Solving Electromagnetic Tensor & B-Field

[StuartY]

Hello, first off, I'm not sure if I put this question in the right place so sorry about that.
Given B_i = 1/2 ε_ijk F_jk how would you find F in terms of B? I think you multiply through by another Levi-Civita, but then I don't know what to do after that. Any help would much appreciated.

 

[DuckAmuck]

That's correct. When you multiple two levi-civitas, and end up with delta functions. Then you take advantage of F being antisymmetric.

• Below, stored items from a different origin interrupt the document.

PR #52, opened 2015-04-16
add comments for acl match and action attributes

lguohan:
add comments for acl match and action attributes
consolidate packet action attributes (DROP/TRAP/LOG/FORWARD)
change COS to TC


sai/inc/saitypes.h
```diff
@@ -202,29 +202,15 @@ typedef struct _sai_ip_prefix_t {
...
  */
 typedef struct _sai_acl_field_data_t
 {
     /*
-     * Field match mode
-     */
-    sai_acl_match_mode_t mode;
+     * match enable/disable
+     */ 
+    bool enable;
```
lguohan: I do not know if we really need the sai_acl_match_mode_t mode because for every match field, the mode is predetermined. I think the bool for enable/disable is ok for us.

atitjain:
I have one quick question, shouldn't tables be created at the init with an attribute list and later should not allowed to change? To me it appears that for a given table we define the fields that could be selected to make keys in that table. Given that there are different TCAM considerations such as width of the TCAM etc, and these kind of things could not be changed dynamically.

atitjain:
Another question is do we want to keep number of entries per table dynamic? I think that would be difficult to manage with the priorities etc.

atitjain:
Another thing is I think we should have counter per entry rather than per table.

lguohan:
Current mode is that you specify matching fields for the acl table at creation. You cannot change that after creation. As indicated by this comment "(CREATE_ONLY, match fields cannot be changed after the table is created)"

Can you explain why dynamic table would be difficult to manage with the priorities? I do not understand the issue there.

I think we have counter per entry. see SAI_ACL_ENTRY_ATTR_ACTION_COUNTER

atitjain:
Thanks a ton Gouhan, I missed theses somehow. Thanks for the filling the GAPs

atitjain:
About the dynamic number of entries in the Table, The issue is that there would be some TCAM slices, tites etc and the table key selections could be done per slice/tile etc. Also some time multiple Tables could be mapped to the same tile/slice by selecting a superset of keys, if the max key width etc could be managed. Knowing The partition beforehand is required in such cases. Typically users will know the partition before hand. If this awareness is passed to SDK the TCAM could be managed better.

lguohan:
Let me try to understand what you are saying first. You are saying instead of asking the SDK to TCAM optimization, e.g. merging two table by combining their matching keys, it's better for the user application to do the optimization since it knows the requirement better. For example, user know what kind of acls he want to install, ip acl, mac acl, ipv6 acl, and etc. on. So, it's better for the user to carve out TCAM spaces instead of asking sdk/sai to do the optimization such as merge ip and mac acl together.

If my understanding is correct, then how does this related the dynamic table size. It seems to me that you are asking the SDK/SAI to dedicate the tcam slices to a table? Am I correct?

atitjain:
I am trying to fit the SAI model with some schemes of TCAM that I am aware of. So in these cases:
1. There are 'N' slices of TCAM with a given width say 'W' and depth 'D'
2. N, D and W could be configured for example I can make W" = 2W but then my D" = D/2
3. For each of the slice

PR #58, opened 2015-04-19
Host interface

mattyk:
update host interface header file :
the following objects has been added
trap_group,trap-id,user-defined trap-id
two additional user channel has been added:
file-descriptor,callback


sai/inc/saihostintf.h
```diff
@@ -37,8 +37,445 @@
...
+
+    SAI_HOSTIF_TRAP_ID_IGMP_TYPE_LEAVE = 0x00000007,
+
+    SAI_HOSTIF_TRAP_ID_IGMP_TYPE_V1_REPORT = 0x00000008,
+
+    SAI_HOSTIF_TRAP_ID_IGMP_TYPE_V2_REPORT = 0x00000009,
+
+    SAI_HOSTIF_TRAP_ID_IGMP_TYPE_V3_REPORT = 0x000000010,
+
+    SAI_HOSTIF_TRAP_ID_PACKET_SAMPLING = 0x00000011,
```
lguohan: this is hex, so should be 0x0000000b

sai/inc/saihostintf.h
```diff
@@ -37,8 +37,445 @@
...
+
+    SAI_HOSTIF_TRAP_ID_BGP = 0x00002006,
+
+    SAI_HOSTIF_TRAP_ID_DHCPV6 = 0x00002007,
+
+    SAI_HOSTIF_TRAP_ID_OSPFV6 = 0x00002008,
+
+    SAI_HOSTIF_TRAP_ID_VRRPV6 = 0x00002009,
+
+    SAI_HOSTIF_TRAP_ID_BGPV6 = 0x00002010,
```
lguohan: 0x0000200a

sai/inc/saihostintf.h
```diff
@@ -125,22 +567,130 @@ typedef sai_status_t (*sai_set_host_interface_attribute_fn)(
...
+    * Can be either Port or LAG (MANDATORY_ON_SEND) */
+    SAI_HOST_INTERFACE_PACKET_EGRESS_PORT_LAG,
+
+    /* Egress LAG [sai_object_id_t] */
+    SAI_HOST_INTERFACE_PACKET_EGRESS_LAG,
+
+    /* Egress Queue [sai_object_id_t]. Optional */
+    SAI_HOST_INTERFACE_PACKET_EGRESS_QUEUE,
+
+    /* TX type [sai_tx_type_t]. (MANDATORY_ON_SEND) */
```
lguohan: should be sai_hostif_tx_type_t

sai/inc/saihostintf.h
```diff
@@ -125,22 +567,130 @@ typedef sai_status_t (*sai_set_host_interface_attribute_fn)(
...
+    sai_create_hostif_group_fn                     create_hostif_group;
+    sai_remove_hostif_group_fn   	               remove_hostif_group;
+    sai_set_hostif_group_attribute_fn              set_group_attribute;
+    sai_get_hostif_group_attribute_fn              get_group_attribute;
+    sai_create_hostif_trap_fn                      create_hostif_trap;
+    sai_remove_hostif_trap_fn   	               remove_hostif_trap;
+    sai_set_hostif_trap_attribute_fn               set_trap_attribute;
+    sai_get_hostif_trap_attribute_fn               get_trap_attribute;
+    sai_create_hostif_user_defined_trap_fn         create_hostif_user_defined_trap;
+    sai_remove_hostif_user_defined_trap_fn   	remove_hostif_user_defined_trap;
```
lguohan: please make the indentation consistent.

sai/inc/saihostintf.h
```diff
@@ -125,22 +567,130 @@ typedef sai_status_t (*sai_set_host_interface_attribute_fn)(
...
+
+    /* Ingress LAG [sai_object_id_t] (for receive-only) */
+    SAI_HOST_INTERFACE_PACKET_INGRESS_LAG,
+
+    /* Egress port [sai_object_id_t] (for send-only).
+    * Can be either Port or LAG (MANDATORY_ON_SEND) */
+    SAI_HOST_INTERFACE_PACKET_EGRESS_PORT_LAG,
+
+    /* Egress LAG [sai_object_id_t] */
+    SAI_HOST_INTERFACE_PACKET_EGRESS_LAG,
```
lguohan: why need this? you have EGRESS_PORT_LAG defined.

sai/inc/saihostintf.h
```diff
@@ -125,22 +567,130 @@ typedef sai_status_t (*sai_set_host_interface_attribute_fn)(
...
-    sai_set_host_interface_attribute_fn   set_host_interface_attribute;
-    sai_get_host_interface_attribute_fn   get_host_interface_attribute;
-
+    sai_create_host_interface_fn                   create_host_interface;
+    sai_remove_host_interface_fn                   remove_host_interface;
+    sai_set_host_interface_attribute_fn            set_host_interface_attribute;
+    sai_get_host_interface_attribute_fn            get_host_interface_attribute;
+    sai_create_hostif_group_fn                     create_hostif_group;
+    sai_remove_hostif_group_fn   	               remove_hostif_group;
+    sai_set_hostif_group_attribute_fn              set_group_attribute;
```
lguohan: set_hostif_group_attribute is more consistent with previous naming convention,

sai/inc/saihostintf.h
```diff
@@ -125,22 +567,130 @@ typedef sai_status_t (*sai_set_host_interface_attribute_fn)(
...
+    sai_get_hostif_group_attribute_fn              get_group_attribute;
+    sai_create_hostif_trap_fn                      create_hostif_trap;
+    sai_remove_hostif_trap_fn   	               remove_hostif_trap;
+    sai_set_hostif_trap_attribute_fn               set_trap_attribute;
```
lguohan: set_hostif_trap_attribute

sai/inc/saihostintf.h
```diff
@@ -37,8 +37,445 @@
...
+    SAI_HOSTIF_TRAP_ID_CUSTOM_RANGE_BASE = 0x10000000,
+
+} sai_hostif_user_defined_trap_id_t;
+
+typedef enum _sai_hostif_user_defined_trap_attr_t
+{
+    /* Admin Mode enable/disable trap [bool] (default to TRUE) */
+    SAI_HOSTIF_USER_DEFINED_TRAP_ATTR_ADMIN_STATE,
+
+    /* trap channel to use [sai_hostif_trap_channel_t] (MANDATORY_ON_CREATE) */
```
lguohan: is this CREATE_AND_SET or CREATE_ONLY?

sai/inc/saihostintf.h
```diff
@@ -37,8 +37,445 @@
...
+    SAI_HOSTIF_USER_DEFINED_TRAP_ATTR_TRAP_CHANNEL,
+
+    /* file descriptor [sai_object_id_t]
+    * Valid only when SAI_HOSTIF_TRAP_ATTR_TRAP_CHANNEL == SAI_HOSTIF_TRAP_CHANNEL_FD
+    *   (MANDATORY_ON_CREATE when SAI_HOSTIF_TRAP_ATTR_TRAP_CHANNEL ==
+    *    SAI_HOSTIF_TRAP_CHANNEL_FD)
+    */
+    SAI_HOSTIF_USER_DEFINED_TRAP_ATTR_FD
```
lguohan: can you change the FD after creation?

sai/inc/saihostintf.h
```diff
@@ -37,8 +37,445 @@
...
+typedef enum _sai_hostif_group_attr_t
+{
+    /* Admin Mode [bool] (default to TRUE) */
+    SAI_HOSTIF_GROUP_ATTR_ADMIN_STATE,
+
+    /* group priority [uint32_t] (MANDATORY_ON_CREATE|CREATE_ONLY).
+    * This is equivalent to ACL table priority SAI_ACL_TABLE_ATTR_PRIORITY */
+    SAI_HOSTIF_GROUP_ATTR_PRIO,
+
+    /* cpu egress queue [uint32_t] (MANDATORY_ON_CREATE|CREATE_SET) */
```
lguohan: in the qos proposal, it will have this sai_queue_id_t, should we use it here?

lguohan:
throughout the header file, I see indentation is not consistent across the file, can you enforce tabstop=4 and expandtab?

sai/inc/saihostintf.h
```diff
@@ -37,8 +37,445 @@
...
+
+    SAI_HOSTIF_TRAP_CHANNEL_CUSTOM_RANGE_BASE = 0x10000000
+} sai_hostif_trap_channel_t;
+
+typedef enum _sai_hostif_trap_attr_t
+{
+    /* Admin Mode enable/disable trap [bool] (default to TRUE) */
+    SAI_HOSTIF_TRAP_ATTR_ADMIN_STATE,
+
+    /* trap channel to use [sai_hostif_trap_channel_t] (MANDATORY_ON_CREATE) */
```
lguohan: this needs to be CREATE_AND_SET too, since we have the need to change the channel for default trap id.

sai/inc/saihostintf.h
```diff
@@ -37,8 +37,445 @@
...
+*  [in] hostif_trap_id - host interface trap id
+*  [in] attr_count - number of attributes
+*  [in] attr_list - array of attributes
+*
+* Return Values:
+*    SAI_STATUS_SUCCESS on success
+*    Failure status code on error
+*/
+typedef sai_status_t(*sai_create_hostif_trap_fn)(
+    _In_ sai_hostif_trap_id_t hostif_trapid,
```
lguohan: I am thinking whether we can make trap_id as attribute of trap object, i.e., SAI_HOST_IF_TRAP_ATTR_MATCH_ID. Then, we can unified sai_create_object function signature here. 

as for the default trap object, we can have a switch attribute SAI_SWITCH_ATTR_DEFAULT_TRAP [sai_object_id_t]. After switch initialized, we'll create this default trap object. Then, we can set its trap object attribute, e.g., trap channel, trap group, but we'll not be able to delete it.

sai/inc/saihostintf.h
```diff
@@ -125,22 +567,130 @@ typedef sai_status_t (*sai_set_host_interface_attribute_fn)(
...
+typedef enum _sai_hostif_packet_attr
+{
+    /* Trap ID [sai_hostif_trap_id_t] (for receive-only) */
+    SAI_HOST_INTERFACE_PACKET_TRAP_ID,
+
+    /* Ingress port [sai_object_id_t] (for receive-only) */
+    SAI_HOST_INTERFACE_PACKET_INGRESS_PORT,
+
+    /* Ingress LAG [sai_object_id_t] (for receive-only) */
+    SAI_HOST_INTERFACE_PACKET_INGRESS_LAG,
```
atitjain: why mention LAG, the port unified object ID should be sufficient to indicate the type.

sai/inc/saihostintf.h
```diff
@@ -37,8 +37,445 @@
 
 #define HOST_INTERFACE_NAME_SIZE    16
 
+typedef enum _sai_hostif_group_attr_t
```
atitjain: This terminology looks confusing to me. It sounds like we are referring the hostif group and not the trap group. I think channel was a better term because we are carving various channels from a given interface based on the trap id. 

I understand we have used the channel for the 'method to trap' (CB, netdev, FD), please consider a more intuitive way. May be call it method or somethin.

sai/inc/saihostintf.h
```diff
@@ -37,8 +37,445 @@
...
+typedef enum _sai_hostif_trap_channel_t
+{
+    /* receive packets via file desriptor  */
+    SAI_HOSTIF_TRAP_CHANNEL_FD,
+
+    /* receive packets via callback */
+    SAI_HOSTIF_TRAP_CHANNEL_CB,
+
+    /* receive packets via OS net device */
+    SAI_HOSTIF_TRAP_CHANNEL_NETDEV,
```
atitjain: By using these SAI_HOSTIF_TRAP_CHANNEL_FD and SAI_HOSTIF_TRAP_CHANNEL_NETDEV arent we binding things to some specific OS. I think this should be left to user. I understand some control plane will get ported easily using this, but why not leave it adapter host.

sai/inc/saihostintf.h
```diff
@@ -37,8 +37,445 @@
...
+* Arguments:
+*  [in] hostif_user_defined_trap_id - host interface user defined trap id
+*  [in] attr_count - number of attributes
+*  [in] attr_list - array of attributes
+*
+* Return Values:
+*    SAI_STATUS_SUCCESS on success
+*    Failure status code on error
+*/
+typedef sai_status_t(*sai_create_hostif_user_defined_trap_fn)(
```
atitjain: Given that the SAI defined and user defined traps are separate spaces, we could handle them in one call: sai_create_hostif_trap_fn, the implementation can have its demultiplexing and then call internal functions to create either. Will keep things cleaner.

sai/inc/saihostintf.h
lguohan: ingress_port is enough here as you have the physical port to lag mapping at the control plane. agree with atit that ingress_lag can be removed

sai/inc/saihostintf.h
```diff
@@ -37,8 +37,445 @@
...
+	/* fdb traps */
+	SAI_HOSTIF_USER_DEFINED_TRAP_ID_FDB_MIN = SAI_HOSTIF_USER_DEFINED_TRAP_ID_NEIGH_MAX + 1,
+
+	SAI_HOSTIF_USER_DEFINED_TRAP_ID_FDB_MAX = SAI_HOSTIF_USER_DEFINED_TRAP_ID_FDB_MIN + SAI_HOSTIF_USER_DEFINED_TRAP_ID_TABLE_RANGE,
+
+    SAI_HOSTIF_TRAP_ID_CUSTOM_RANGE_BASE = 0x10000000,
+
+} sai_hostif_user_defined_trap_id_t;
+
+typedef enum _sai_hostif_user_defined_trap_attr_t
```
atitjain: Why attributes here are different from _sai_hostif_trap_attr_t. What is the difference.

sai/inc/saihostintf.h
```diff
@@ -37,8 +37,445 @@
...
+
+    /* trap channel to use [sai_hostif_trap_channel_t] (MANDATORY_ON_CREATE) */
+    SAI_HOSTIF_TRAP_ATTR_TRAP_CHANNEL,
+
+    /* file descriptor [sai_object_id_t]
+    * Valid only when SAI_HOSTIF_TRAP_ATTR_TRAP_CHANNEL == SAI_HOSTIF_TRAP_CHANNEL_FD
+    *   (MANDATORY_ON_CREATE when SAI_HOSTIF_TRAP_ATTR_TRAP_CHANNEL ==
+    *    SAI_HOSTIF_TRAP_CHANNEL_FD)
+    */
+    SAI_HOSTIF_TRAP_ATTR_FD,
```
atitjain: Do we have fd per trap. What about the netdevice then.

sai/inc/saihostintf.h
```diff
@@ -125,22 +567,130 @@ typedef sai_status_t (*sai_set_host_interface_attribute_fn)(
...
+*
+* Return Values:
+*    SAI_STATUS_SUCCESS on success
+*    SAI_STATUS_BUFFER_OVERFLOW if buffer_size is insufficient,
+*    and buffer_size will be filled with required size. Or
+*    if attr_count is insufficient, and attr_count
+*    will be filled with required count.
+*    Failure status code on error
+*/
+typedef sai_status_t(*sai_recv_hostif_packet_fn)(
```
atitjain: Is this for the channel type CB. If that is the case shouldn't adapter host provide this.

sai/inc/saihostintf.h
```diff
@@ -46,23 +483,29 @@ typedef enum _sai_host_interface_attr_t
...
 
-    /* Assosiated port or router interface [sai_object_id_t] 
-     * (MACDATORY_ON_CREATE|CREATE_ONLY) */
+    /* Type [sai_host_interface_type_t] (MANDATORY_ON_CREATE|CREATE_ONLY) */
+    SAI_HOST_INTERFACE_ATTR_TYPE,
+
+    /* Assosiated port or router interface [sai_object_id_t]
+    * Valid only when SAI_HOST_INTERFACE_ATTR_TYPE == SAI_HOST_INTERFACE_TYPE_NETDEV
+    *   (MANDATORY_ON_CREATE when SAI_HOST_INTERFACE_ATTR_TYPE == SAI_HOST_INTERFACE_TYPE_NETDEV | CREATE_ONLY) */
     SAI_HOST_INTERFACE_ATTR_PORT_RIF_ID,
```
atitjain: why to assume it being a router interface. One can use if for L2 protocols as well. The comment mentions it that way but the name is confusing.

lguohan: is SAI_HOST_INTERFACE_ATTR_PORT_OR_RIF_ID ok?

sai/inc/saihostintf.h
lguohan: agree. sai_hostif_trap_group_attr_t seems to be better name

sai/inc/saihostintf.h
```diff
@@ -37,8 +37,445 @@
...
+    SAI_HOSTIF_TRAP_ID_MLD_V2_REPORT = 0x00002015,
+
+    SAI_HOSTIF_TRAP_ID_ROUTER_CUSTOM_RANGE_BASE = 0x0003000,
+
+    /*
+    * pipeline exceptions
+    */
+    SAI_HOSTIF_TRAP_ID_L3_MTU_ERROR = 0x00004000,
+
+    SAI_HOSTIF_TRAP_ID_TTL_ERROR = 0x00004001,
```
lguohan: as we have this one, should we remove ttl violation in switch attribute?

sai/inc/saihostintf.h
mattyk: since the QoS queue definition  is not part of v0.9.2 we can't use it

sai/inc/saihostintf.h
mattyk: i n gereral we can unified all object  function  
IMO keeping then seperate is more clear to the user

sai/inc/saihostintf.h
mattyk: we can define it as optional
i don't a reason why spanning tree application must "know" the LAG port membership

sai/inc/saihostintf.h
mattyk: he only reason we separate user defined trap creation and trap creation was in order to be more user friendly,

sai/inc/saihostintf.h
mattyk: he reason we have send/receive function in SAI is in order to parse/build the SAI packet metadata

sai/inc/saihostintf.h
mattyk: agree . 
SAI_HOSTIF_ATTR_PORT_ID,
 SAI_HOSTIF_ATTR_RIF_ID, ?

sai/inc/saihostintf.h
mattyk: IMO yes we should remove it from the switch attribute

sai/inc/saihostintf.h
lguohan: suggest to combine them as one attribute and use unified object id to tell the object id type.

sai/inc/saihostintf.h
```diff
@@ -35,34 +35,467 @@
...
+    /*
+    * pipeline exceptions
+    * default  action for all pipeline exceptions  is trap
+    */
+    SAI_HOSTIF_TRAP_ID_L3_MTU_ERROR = 0x00004000,
+    
+    /* generated  for Packets with TTL 0 or 1 */
+    SAI_HOSTIF_TRAP_ID_TTL_ERROR = 0x00004001,
+
+    SAI_HOSTIF_TRAP_ID_L3_RPF = 0x00004002,
```
lguohan: sai does not have urpf support now. this exception is better to be removed for now. Will add it back when sai has urpf support.

sai/inc/saihostintf.h
```diff
@@ -35,34 +35,467 @@
...
+
+    SAI_HOSTIF_TRAP_ID_L3_ASSERT = 0x00004003,
```
lguohan: it's unclear what does this l3 assert means. removed for now. will add it back once its meaning becomes clear.

sai/inc/saihostintf.h
```diff
@@ -35,34 +35,467 @@
...
+typedef sai_status_t(*sai_get_hostif_trap_group_attribute_fn)(
+    _In_ sai_object_id_t hostif_trap_group_id,
+    _In_ uint32_t attr_count,
+    _Inout_ sai_attribute_t *attr_list
+    );
+
+typedef enum _sai_hostif_trap_id_t
+{
+    /* default trapid*/
+    SAI_HOSTIF_TRAP_ID_DEFAULT = 0x00000000,
```
lguohan: use the switch attribute to define the default, it's more clear.

sai/inc/saihostintf.h
```diff
@@ -35,34 +35,467 @@
...
+* Arguments:
+*  [in] hostif_trap_id - host interface trap id
+*  [in] attr_count - number of attributes
+*  [in] attr_list - array of attributes
+*
+* Return Values:
+*    SAI_STATUS_SUCCESS on success
+*    Failure status code on error
+*/
+typedef sai_status_t(*sai_create_hostif_trap_fn)(
```
lguohan: remove create/remove_hostif_trap_fn. all these trap id are pre-created in the ASIC, and they have different default value, it makes more sense to have only set/get function for them.

sai/inc/saihostintf.h
mattyk: its OK ,since we don't support l3 multicast

sai/inc/saihostintf.h
```diff
@@ -125,22 +557,124 @@ typedef sai_status_t (*sai_set_host_interface_attribute_fn)(
...
+*
+* Return Values:
+*    SAI_STATUS_SUCCESS on success
+*    Failure status code on error
 */
-typedef struct _sai_host_interface_api_t
+typedef sai_status_t(*sai_send_hostif_packet_fn)(
+    _In_ sai_object_id_t  hif_id,
+    _Inout_ void *buffer,
+    _Inout_ sai_size_t *buffer_size,
```
karthik-krishnamurthy: This might be a typo but shouldn't buffer and buffer_size be just _In_ parameters for send ?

B_i = \frac{1}{2} \epsilon_{ijk} F^{jk}
\epsilon^{imn} B_i = \frac{1}{2} \epsilon^{imn} \epsilon_{ijk} F^{jk}
\epsilon^{imn} B_i = \frac{1}{2} (\delta^m_j \delta^n_k - \delta^n_j \delta^m_k) F^{jk}
\epsilon^{imn} B_i = \frac{1}{2} (F^{mn} - F^{nm})
F^{nm} = - F^{mn}

after some relabeling:
\epsilon^{ijk} B_i = F^{jk}

 

[Orodruin]

That's correct. When you multiple two levi-civitas, you end up with a variety of results depending on how many indices are shared. In the case you want here, 2 are shared: \epsilon^{jkl} \epsilon_{ijk} = 2 \delta^{l}_i

B_i = \frac{1}{2} \epsilon_{ijk} F^{jk}
\epsilon^{jkl} B_i = \frac{1}{2} \epsilon^{jkl} \epsilon_{ijk} F^{jk}
\epsilon^{jkl} B_i = \frac{1}{2} 2 \delta^{l}_i F^{jk}

This is wrong, you can never have three of the same index when using the Einstein summation convention. You are using the same letter for some free indices as for some summation indices and then you confuse which is what. The thing to use is the standard epsilon-delta relation with only one index summed over and compute $\epsilon_{mni} B_i$. I will leave the actual computation for the OP.

 

[DuckAmuck]

This is wrong, you can never have three of the same index when using the Einstein summation convention. You are using the same letter for some free indices as for some summation indices and then you confuse which is what. The thing to use is the standard epsilon-delta relation with only one index summed over and compute $\epsilon_{mni} B_i$. I will leave the actual computation for the OP.

My bad. I guess I just remember the answer, and forgot how to do math. I fixed it.

 

[vanhees71]

Just use the identity
$$\epsilon_{ijk} \epsilon_{ilm}=\delta_{jl} \delta_{km} - \delta_{jm} \delta_{kl}.$$
The Hodge dual of a Hodge dual leads back to the original (up to signs), e.g.,
$$B_j=\epsilon_{jkl} F_{kl}=2(^{\dagger} F)_{j}$$
leads to
$$\epsilon_{abj}B_j=\epsilon_{jab} B_j=\epsilon_{jab} \epsilon_{jkl} F_{kl}=(\delta_{ak} \delta_{bl}-\delta_{al} \delta_{bk})) F_{kl}=F_{ab}-F_{ba}=2F_{ab}.$$
So indeed you have
$$^{\dagger \dagger} F=F.$$
Note that all this is in usual 3D Carrtesian notation. If you want to have this covariantly in Minkowski space you must be careful with the signs of the 4D Levi-Civita tensor. It also differs from one textbook to the other. So make sure you know the convention used in your textbook!